How are leaders obsessing about their customers? Our work with one large bank is instructive. To create a better experience for existing customers, we consolidated multiple data sources, uncovered new insights with the help of EY’s data scientists and built digital platforms that responded to customer needs. The result? Annualised revenue has increased by $35 million as customers access the right offers at the right time. The added benefit was an annualised saving of $30 million on operating expenses by moving customers to digital platforms, eliminating paper and reducing delivery costs.

2.     Invest in AI and cloud computing

Corporates in Asia-Pacific have placed big bets on artificial intelligence and cloud computing, with these technologies receiving the most investment over the last two years. 

EY’s work in the mining sector has seen the uptake of AI and cloud to predict and prioritise problems in large logistical operations. Machine learning can analyse major risks to safety, productivity and business performance by using innovative direct-to-cloud systems that capture and display disparate data sources on user-friendly platforms. Within three months one client utilised machine learning increased output delivering a $50 million annualised benefit. Further savings are ahead as AI models continually learn and improve their predictions.

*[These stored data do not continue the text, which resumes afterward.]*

PR #1926, opened 2025-05-08
Feature/only central compute action can get token from server

frankcorneliusmartin:
This PR is based on #1905 as I needed some stuff from that PR. Merge that one first :)


vantage6-server/tests_server/test_resources.py
```diff
@@ -2866,8 +2875,19 @@ def test_create_task_permissions_as_container(self):
...
+        # Test wrong collaboration_id
+        results = self.app.post(
+            "/api/task",
+            headers=headers,
+            json=task_json,
+        )
+        self.assertEqual(results.status_code, HTTPStatus.UNAUTHORIZED)
+
+        # test wrong action
+        task_json["action"] = AlgorithmStepType.FEDERATED_COMPUTE
```
bartvanb, line 2890: I think `task_json["collaboration_id"] = col.id` from line 2899 should be moved here: otherwise we are testing both with wrong action AND still with wrong collaboration ID, so we cannot really test whether we get 401 because of the one or the other

bartvanb (approved):
Feel free to merge after addressing my one comment

vantage6-server/tests_server/test_resources.py
frankcorneliusmartin: fc9982c35ed7bf069c6b96b9e999405adee2635f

3.     Focus on innovation

Our survey found innovation is the top priority for tech teams, ahead of other considerations like improving security. But the biggest obstacles to innovation are ingrained: lack of collaboration across departments and a traditional corporate culture.

A leading provider of health care in Australia has solved the culture challenge by investing $20 million to separate out a dedicated innovation team reporting directly to a senior business executive. With a focused capability, the provider has uncovered patient and doctor solutions faster than its competitors. For example, where once health professionals would use primarily their own medical experience to determine the best course of treatment, now predictive analytics and machine learning capabilities assist in the creation of treatment plans with data-driven precision. With EY’s help, the health care provider has narrowed more than 3,000 possible plans down to 30 core plans supporting doctors to operate within quality and safety guidelines. In addition, the innovation team has worked with patients to develop an app to track their treatments, schedule bookings and provide real-time reactions to close the feedback loop.

4.     Plug the skills gaps

According to Tech Horizon, 60% of Asia-Pacific corporates acknowledge that accelerating their digital transformation means addressing the skills gap. Leaders are looking at a host of solutions, from training and incentives to innovation ecosystems, like EY’s wavespace. Whether it’s in a temporary ‘pop up’ space for clients or in one of our 23 wavespace centres around the globe, this approach helps companies to curate talent and technology, build skills and look at problems through a different lens.

Tech Horizon examined three financial metrics – revenue, gross profit and earnings before interest, tax, depreciation and amortisation (EBITDA) – to see how these four characteristics play out. We found digital leaders are 50% more likely to see EBITDA increase by more than 15%.

Increasingly, the most profitable companies in Asia-Pacific are digital, which means they are also agile and adaptable. The laggards, meanwhile, are now realising the role that digital transformation plays in preparing business for the unpredictable.